- Assigned task -
This exercise asks for the entries below to be printed exactly.

- Provided material -

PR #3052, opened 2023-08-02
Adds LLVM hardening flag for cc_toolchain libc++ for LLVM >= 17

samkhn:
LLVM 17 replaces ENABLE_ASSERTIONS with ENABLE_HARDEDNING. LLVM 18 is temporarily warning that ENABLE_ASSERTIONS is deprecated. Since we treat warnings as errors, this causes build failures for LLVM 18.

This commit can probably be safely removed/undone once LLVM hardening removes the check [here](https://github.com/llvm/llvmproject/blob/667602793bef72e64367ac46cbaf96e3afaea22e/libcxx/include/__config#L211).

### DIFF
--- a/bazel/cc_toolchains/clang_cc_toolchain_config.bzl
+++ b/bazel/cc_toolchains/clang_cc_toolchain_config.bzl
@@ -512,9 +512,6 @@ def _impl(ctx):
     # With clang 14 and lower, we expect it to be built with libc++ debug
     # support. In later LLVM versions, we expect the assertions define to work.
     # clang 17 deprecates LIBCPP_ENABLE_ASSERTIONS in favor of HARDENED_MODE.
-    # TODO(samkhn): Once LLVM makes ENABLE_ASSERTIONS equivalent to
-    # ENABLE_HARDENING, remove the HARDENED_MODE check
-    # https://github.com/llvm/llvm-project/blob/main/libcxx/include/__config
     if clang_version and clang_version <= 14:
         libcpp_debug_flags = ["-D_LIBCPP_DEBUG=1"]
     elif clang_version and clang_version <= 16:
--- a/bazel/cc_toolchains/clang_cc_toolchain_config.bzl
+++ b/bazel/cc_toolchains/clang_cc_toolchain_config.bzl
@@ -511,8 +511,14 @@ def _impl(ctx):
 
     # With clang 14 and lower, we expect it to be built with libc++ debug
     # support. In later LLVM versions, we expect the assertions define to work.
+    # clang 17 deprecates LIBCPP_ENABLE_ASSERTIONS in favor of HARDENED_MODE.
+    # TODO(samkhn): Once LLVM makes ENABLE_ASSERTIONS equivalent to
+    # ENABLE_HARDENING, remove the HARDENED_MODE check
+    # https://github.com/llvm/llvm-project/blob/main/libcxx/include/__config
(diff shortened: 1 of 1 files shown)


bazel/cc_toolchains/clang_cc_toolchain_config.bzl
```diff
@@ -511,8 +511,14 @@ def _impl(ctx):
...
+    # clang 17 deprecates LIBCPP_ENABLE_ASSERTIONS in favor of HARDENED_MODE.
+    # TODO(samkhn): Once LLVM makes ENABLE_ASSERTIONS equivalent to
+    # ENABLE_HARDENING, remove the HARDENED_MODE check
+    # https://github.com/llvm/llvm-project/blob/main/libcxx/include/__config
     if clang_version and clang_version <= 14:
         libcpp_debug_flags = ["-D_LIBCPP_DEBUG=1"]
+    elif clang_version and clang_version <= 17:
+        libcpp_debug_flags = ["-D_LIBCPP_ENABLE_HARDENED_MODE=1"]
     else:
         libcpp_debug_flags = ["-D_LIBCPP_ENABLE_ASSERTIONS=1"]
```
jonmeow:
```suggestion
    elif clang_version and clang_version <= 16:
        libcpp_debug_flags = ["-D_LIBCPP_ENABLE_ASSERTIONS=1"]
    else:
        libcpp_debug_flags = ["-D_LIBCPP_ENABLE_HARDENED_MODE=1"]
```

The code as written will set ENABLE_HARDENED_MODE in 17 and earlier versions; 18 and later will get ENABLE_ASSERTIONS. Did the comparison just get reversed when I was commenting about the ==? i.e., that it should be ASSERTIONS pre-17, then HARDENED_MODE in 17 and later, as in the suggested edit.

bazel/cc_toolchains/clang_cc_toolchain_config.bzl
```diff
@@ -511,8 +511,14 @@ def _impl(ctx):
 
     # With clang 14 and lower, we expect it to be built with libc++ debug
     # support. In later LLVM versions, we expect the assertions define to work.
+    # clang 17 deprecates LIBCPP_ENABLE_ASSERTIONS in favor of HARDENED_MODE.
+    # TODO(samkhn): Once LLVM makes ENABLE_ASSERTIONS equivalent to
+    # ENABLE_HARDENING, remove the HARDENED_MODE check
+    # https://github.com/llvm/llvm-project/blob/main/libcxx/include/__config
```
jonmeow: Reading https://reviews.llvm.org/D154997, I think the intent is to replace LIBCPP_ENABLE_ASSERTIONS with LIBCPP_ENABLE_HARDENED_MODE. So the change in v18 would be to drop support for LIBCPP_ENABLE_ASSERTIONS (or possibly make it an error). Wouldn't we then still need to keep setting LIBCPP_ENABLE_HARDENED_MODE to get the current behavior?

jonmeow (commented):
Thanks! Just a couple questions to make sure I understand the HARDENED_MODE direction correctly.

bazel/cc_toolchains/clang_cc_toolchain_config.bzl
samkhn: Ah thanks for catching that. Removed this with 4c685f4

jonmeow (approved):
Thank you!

- Your solution -
PR #3052, opened 2023-08-02
Adds LLVM hardening flag for cc_toolchain libc++ for LLVM >= 17

samkhn:
LLVM 17 replaces ENABLE_ASSERTIONS with ENABLE_HARDEDNING. LLVM 18 is temporarily warning that ENABLE_ASSERTIONS is deprecated. Since we treat warnings as errors, this causes build failures for LLVM 18.

This commit can probably be safely removed/undone once LLVM hardening removes the check [here](https://github.com/llvm/llvmproject/blob/667602793bef72e64367ac46cbaf96e3afaea22e/libcxx/include/__config#L211).

### DIFF
--- a/bazel/cc_toolchains/clang_cc_toolchain_config.bzl
+++ b/bazel/cc_toolchains/clang_cc_toolchain_config.bzl
@@ -512,9 +512,6 @@ def _impl(ctx):
     # With clang 14 and lower, we expect it to be built with libc++ debug
     # support. In later LLVM versions, we expect the assertions define to work.
     # clang 17 deprecates LIBCPP_ENABLE_ASSERTIONS in favor of HARDENED_MODE.
-    # TODO(samkhn): Once LLVM makes ENABLE_ASSERTIONS equivalent to
-    # ENABLE_HARDENING, remove the HARDENED_MODE check
-    # https://github.com/llvm/llvm-project/blob/main/libcxx/include/__config
     if clang_version and clang_version <= 14:
         libcpp_debug_flags = ["-D_LIBCPP_DEBUG=1"]
     elif clang_version and clang_version <= 16:
--- a/bazel/cc_toolchains/clang_cc_toolchain_config.bzl
+++ b/bazel/cc_toolchains/clang_cc_toolchain_config.bzl
@@ -511,8 +511,14 @@ def _impl(ctx):
 
     # With clang 14 and lower, we expect it to be built with libc++ debug
     # support. In later LLVM versions, we expect the assertions define to work.
+    # clang 17 deprecates LIBCPP_ENABLE_ASSERTIONS in favor of HARDENED_MODE.
+    # TODO(samkhn): Once LLVM makes ENABLE_ASSERTIONS equivalent to
+    # ENABLE_HARDENING, remove the HARDENED_MODE check
+    # https://github.com/llvm/llvm-project/blob/main/libcxx/include/__config
(diff shortened: 1 of 1 files shown)


bazel/cc_toolchains/clang_cc_toolchain_config.bzl
```diff
@@ -511,8 +511,14 @@ def _impl(ctx):
...
+    # clang 17 deprecates LIBCPP_ENABLE_ASSERTIONS in favor of HARDENED_MODE.
+    # TODO(samkhn): Once LLVM makes ENABLE_ASSERTIONS equivalent to
+    # ENABLE_HARDENING, remove the HARDENED_MODE check
+    # https://github.com/llvm/llvm-project/blob/main/libcxx/include/__config
     if clang_version and clang_version <= 14:
         libcpp_debug_flags = ["-D_LIBCPP_DEBUG=1"]
+    elif clang_version and clang_version <= 17:
+        libcpp_debug_flags = ["-D_LIBCPP_ENABLE_HARDENED_MODE=1"]
     else:
         libcpp_debug_flags = ["-D_LIBCPP_ENABLE_ASSERTIONS=1"]
```
jonmeow:
```suggestion
    elif clang_version and clang_version <= 16:
        libcpp_debug_flags = ["-D_LIBCPP_ENABLE_ASSERTIONS=1"]
    else:
        libcpp_debug_flags = ["-D_LIBCPP_ENABLE_HARDENED_MODE=1"]
```

The code as written will set ENABLE_HARDENED_MODE in 17 and earlier versions; 18 and later will get ENABLE_ASSERTIONS. Did the comparison just get reversed when I was commenting about the ==? i.e., that it should be ASSERTIONS pre-17, then HARDENED_MODE in 17 and later, as in the suggested edit.

bazel/cc_toolchains/clang_cc_toolchain_config.bzl
```diff
@@ -511,8 +511,14 @@ def _impl(ctx):
 
     # With clang 14 and lower, we expect it to be built with libc++ debug
     # support. In later LLVM versions, we expect the assertions define to work.
+    # clang 17 deprecates LIBCPP_ENABLE_ASSERTIONS in favor of HARDENED_MODE.
+    # TODO(samkhn): Once LLVM makes ENABLE_ASSERTIONS equivalent to
+    # ENABLE_HARDENING, remove the HARDENED_MODE check
+    # https://github.com/llvm/llvm-project/blob/main/libcxx/include/__config
```
jonmeow: Reading https://reviews.llvm.org/D154997, I think the intent is to replace LIBCPP_ENABLE_ASSERTIONS with LIBCPP_ENABLE_HARDENED_MODE. So the change in v18 would be to drop support for LIBCPP_ENABLE_ASSERTIONS (or possibly make it an error). Wouldn't we then still need to keep setting LIBCPP_ENABLE_HARDENED_MODE to get the current behavior?

jonmeow (commented):
Thanks! Just a couple questions to make sure I understand the HARDENED_MODE direction correctly.

bazel/cc_toolchains/clang_cc_toolchain_config.bzl
samkhn: Ah thanks for catching that. Removed this with 4c685f4

jonmeow (approved):
Thank you!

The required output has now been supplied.